Your objective
Look through the material below and copy every line containing the word "integrateddynamics".

Exercise materials
PR #104, opened 2017-01-04
Improved item collecting from drying basin

### LINKED ISSUE #97: Right clicking on drying basin only possible with emty hand or same item
When getting items out of the drying basin, the item will only go in the current hand, even if there is already a item stack for this item in the inventory. You can also not click it with a non-empty hand

forge 2116
cyclopscore 0.8.2-432
integrateddynamics 0.6.5

Runesmacher:
Fixed #97

### DIFF
--- a/src/main/java/org/cyclops/integrateddynamics/block/BlockDryingBasin.java
+++ b/src/main/java/org/cyclops/integrateddynamics/block/BlockDryingBasin.java
@@ -60,17 +60,22 @@ public class BlockDryingBasin extends ConfigurableBlockContainer implements IMac
         if(world.isRemote) {
             return true;
         } else {
-            ItemStack itemStack = player.inventory.getCurrentItem();
             TileDryingBasin tile = TileHelpers.getSafeTile(world, blockPos, TileDryingBasin.class);
             if (tile != null) {
+                ItemStack itemStack = player.inventory.getCurrentItem();
                 IFluidHandler itemFluidHandler = FluidUtil.getFluidHandler(itemStack);
                 SingleUseTank tank = tile.getTank();
                 ItemStack tileStack = tile.getStackInSlot(0);
-                if ((itemStack == null || (ItemStack.areItemsEqual(itemStack, tileStack) && ItemStack.areItemStackTagsEqual(itemStack, tileStack) && itemStack.stackSize < itemStack.getMaxStackSize())) && tileStack != null) {
+
+                if ((itemStack == null || (ItemStack.areItemStacksEqual(itemStack, tileStack) && tileStack.stackSize < tileStack.getMaxStackSize())) && tileStack != null) {
                     if(itemStack != null) {
                         tileStack.stackSize += itemStack.stackSize;
                     }
                     player.inventory.setInventorySlotContents(player.inventory.currentItem, tileStack);
+                    tile.setInventorySlotContents(0, null);
+                    tile.sendUpdate();
+                    return true;
+                } else if(player.inventory.addItemStackToInventory(tileStack)){
                     tile.setInventorySlotContents(0, null);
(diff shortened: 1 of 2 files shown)


rubensworks:
Haven't tested this myself yet, but does this still make sure that items will first be added to the currently held itemstack before the rest of the inventory?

Answer below
integrateddynamics 0.6.5
--- a/src/main/java/org/cyclops/integrateddynamics/block/BlockDryingBasin.java
+++ b/src/main/java/org/cyclops/integrateddynamics/block/BlockDryingBasin.java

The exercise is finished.